What the exercise asks: Give the entries again, exactly as written.

-------- Supplied material

PR #1007, opened 2015-10-22
Fixed bug regarding unauthorised errors returning 302 instead of 401 when HtmlRedirect is null

bumblebeeman:
As discussed [here](https://github.com/ServiceStack/Issues/issues/363)

### DIFF
--- a/src/ServiceStack.Mvc/ServiceStackController.cs
+++ b/src/ServiceStack.Mvc/ServiceStackController.cs
@@ -41,7 +41,7 @@ namespace ServiceStack.Mvc
         /// </summary>
         public virtual string UnauthorizedRedirectUrl
         {
-            get { return HostContext.GetPlugin<AuthFeature>().GetHtmlRedirect() + "?redirect={0}#f=Unauthorized"; }
+            get { return HostContext.GetPlugin<AuthFeature>().GetHtmlRedirect(); }
         }
 
         /// <summary>
@@ -53,7 +53,17 @@ namespace ServiceStack.Mvc
             get
             {
                 var returnUrl = HttpContext.Request.GetPathAndQuery();
-                return new RedirectResult(UnauthorizedRedirectUrl.Fmt(returnUrl.UrlEncode()));
+
+                var encoded = returnUrl.UrlEncode();
+                var unauthorizedRedirectUrl = UnauthorizedRedirectUrl;
+
+                if (string.IsNullOrEmpty(unauthorizedRedirectUrl))
+                {
+                    throw new HttpException(401, "Unauthorized");
+                }
+
+                var formatted = unauthorizedRedirectUrl.Fmt(encoded);
+                return new RedirectResult(formatted);
             }
         }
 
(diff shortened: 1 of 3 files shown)


src/ServiceStack.Mvc/ServiceStackController.cs
```diff
@@ -229,10 +250,6 @@ protected virtual TUserSession SessionAs<TUserSession>()
         {
             return ServiceStackProvider.SessionAs<TUserSession>();
         }
-        protected virtual void SaveSession(IAuthSession session, TimeSpan? expiresIn = null)
-        {
-            ServiceStackProvider.Request.SaveSession(session, expiresIn);
-        }
```
bumblebeeman: Was working of code from a couple of days ago, I'm guessing you added this after

src/ServiceStack.Mvc/ServiceStackController.cs
```diff
@@ -53,7 +53,17 @@ public virtual ActionResult AuthenticationErrorResult
...
+
+                var encoded = returnUrl.UrlEncode();
+                var unauthorizedRedirectUrl = UnauthorizedRedirectUrl;
+
+                if (string.IsNullOrEmpty(unauthorizedRedirectUrl))
+                {
+                    throw new HttpException(401, "Unauthorized");
+                }
+
+                var formatted = unauthorizedRedirectUrl.Fmt(encoded);
```
Nness: You removed `?redirect={0}#f=Unauthorized`, where you using string.format encoded after.. Even though no error will be throwing, but what's the point? And by this change you removed default behavior. 

Things can be improve is under AuthFeature class's GetHtmlRedirect.
```
if (feature != null)
                return feature.HtmlRedirect;
```
to 
```
if (feature != null && feature.HtmlRedirect != null)
                return feature.HtmlRedirect;
```
Also HtmlRedirect did setup automatically, unless you change that value after AuthFeature been created.

bumblebeeman: Ok, I did raise this as an issue first, as I wasn't sure.

The main point is, in the documentation it says that if you set HtmlRedirect to null, you will get a 401 response when unauthorised, instead you get a 302, which I don't want.

I only want a 302 when I set HtmlRedirect to an actual value, with the temporary redirection being to that value.

Nness:
Well I'm not author, just curious about this pull request.

I misunderstand part of your fix I think. My proposal is wrong.

One way of fix without changing behavior might be following. 

```
        public virtual ActionResult AuthenticationErrorResult
        {
            get
            {
                var returnUrl = HttpContext.Request.GetPathAndQuery();
                var unauthorizedRedirectUrl = UnauthorizedRedirectUrl;
                if (unauthorizedRedirectUrl.IsNullOrEmpty() || unauthorizedRedirectUrl.StartsWith("?redirect")) {
                    return new HttpUnauthorizedResult("Unauthorized");
                }
                return new RedirectResult(unauthorizedRedirectUrl.Fmt(returnUrl.UrlEncode()));
            }
        }
```

What do you think? This way it won't change original behavior. of `UnauthorizedRedirectUrl`.

bumblebeeman:
Ok, I guess I will wait and see if this gets accepted as a pull request, and if not submit another one, it's a fairly minor change so might be easier for the devs (mythz?) to pull and then patch.

One thought, I prefer throwing HttpExceptions, as there is no *HttpForbiddenResult*, so this keeps it consistent with the code below.

mythz:
Hey everyone I've just added a commit to clean up the PR with both your suggestions, please let me know if there are other changes you would like to make.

----------------

Written response:
PR #1007, opened 2015-10-22
Fixed bug regarding unauthorised errors returning 302 instead of 401 when HtmlRedirect is null

bumblebeeman:
As discussed [here](https://github.com/ServiceStack/Issues/issues/363)

### DIFF
--- a/src/ServiceStack.Mvc/ServiceStackController.cs
+++ b/src/ServiceStack.Mvc/ServiceStackController.cs
@@ -41,7 +41,7 @@ namespace ServiceStack.Mvc
         /// </summary>
         public virtual string UnauthorizedRedirectUrl
         {
-            get { return HostContext.GetPlugin<AuthFeature>().GetHtmlRedirect() + "?redirect={0}#f=Unauthorized"; }
+            get { return HostContext.GetPlugin<AuthFeature>().GetHtmlRedirect(); }
         }
 
         /// <summary>
@@ -53,7 +53,17 @@ namespace ServiceStack.Mvc
             get
             {
                 var returnUrl = HttpContext.Request.GetPathAndQuery();
-                return new RedirectResult(UnauthorizedRedirectUrl.Fmt(returnUrl.UrlEncode()));
+
+                var encoded = returnUrl.UrlEncode();
+                var unauthorizedRedirectUrl = UnauthorizedRedirectUrl;
+
+                if (string.IsNullOrEmpty(unauthorizedRedirectUrl))
+                {
+                    throw new HttpException(401, "Unauthorized");
+                }
+
+                var formatted = unauthorizedRedirectUrl.Fmt(encoded);
+                return new RedirectResult(formatted);
             }
         }
 
(diff shortened: 1 of 3 files shown)


src/ServiceStack.Mvc/ServiceStackController.cs
```diff
@@ -229,10 +250,6 @@ protected virtual TUserSession SessionAs<TUserSession>()
         {
             return ServiceStackProvider.SessionAs<TUserSession>();
         }
-        protected virtual void SaveSession(IAuthSession session, TimeSpan? expiresIn = null)
-        {
-            ServiceStackProvider.Request.SaveSession(session, expiresIn);
-        }
```
bumblebeeman: Was working of code from a couple of days ago, I'm guessing you added this after

src/ServiceStack.Mvc/ServiceStackController.cs
```diff
@@ -53,7 +53,17 @@ public virtual ActionResult AuthenticationErrorResult
...
+
+                var encoded = returnUrl.UrlEncode();
+                var unauthorizedRedirectUrl = UnauthorizedRedirectUrl;
+
+                if (string.IsNullOrEmpty(unauthorizedRedirectUrl))
+                {
+                    throw new HttpException(401, "Unauthorized");
+                }
+
+                var formatted = unauthorizedRedirectUrl.Fmt(encoded);
```
Nness: You removed `?redirect={0}#f=Unauthorized`, where you using string.format encoded after.. Even though no error will be throwing, but what's the point? And by this change you removed default behavior. 

Things can be improve is under AuthFeature class's GetHtmlRedirect.
```
if (feature != null)
                return feature.HtmlRedirect;
```
to 
```
if (feature != null && feature.HtmlRedirect != null)
                return feature.HtmlRedirect;
```
Also HtmlRedirect did setup automatically, unless you change that value after AuthFeature been created.

bumblebeeman: Ok, I did raise this as an issue first, as I wasn't sure.

The main point is, in the documentation it says that if you set HtmlRedirect to null, you will get a 401 response when unauthorised, instead you get a 302, which I don't want.

I only want a 302 when I set HtmlRedirect to an actual value, with the temporary redirection being to that value.

Nness:
Well I'm not author, just curious about this pull request.

I misunderstand part of your fix I think. My proposal is wrong.

One way of fix without changing behavior might be following. 

```
        public virtual ActionResult AuthenticationErrorResult
        {
            get
            {
                var returnUrl = HttpContext.Request.GetPathAndQuery();
                var unauthorizedRedirectUrl = UnauthorizedRedirectUrl;
                if (unauthorizedRedirectUrl.IsNullOrEmpty() || unauthorizedRedirectUrl.StartsWith("?redirect")) {
                    return new HttpUnauthorizedResult("Unauthorized");
                }
                return new RedirectResult(unauthorizedRedirectUrl.Fmt(returnUrl.UrlEncode()));
            }
        }
```

What do you think? This way it won't change original behavior. of `UnauthorizedRedirectUrl`.

bumblebeeman:
Ok, I guess I will wait and see if this gets accepted as a pull request, and if not submit another one, it's a fairly minor change so might be easier for the devs (mythz?) to pull and then patch.

One thought, I prefer throwing HttpExceptions, as there is no *HttpForbiddenResult*, so this keeps it consistent with the code below.

mythz:
Hey everyone I've just added a commit to clean up the PR with both your suggestions, please let me know if there are other changes you would like to make.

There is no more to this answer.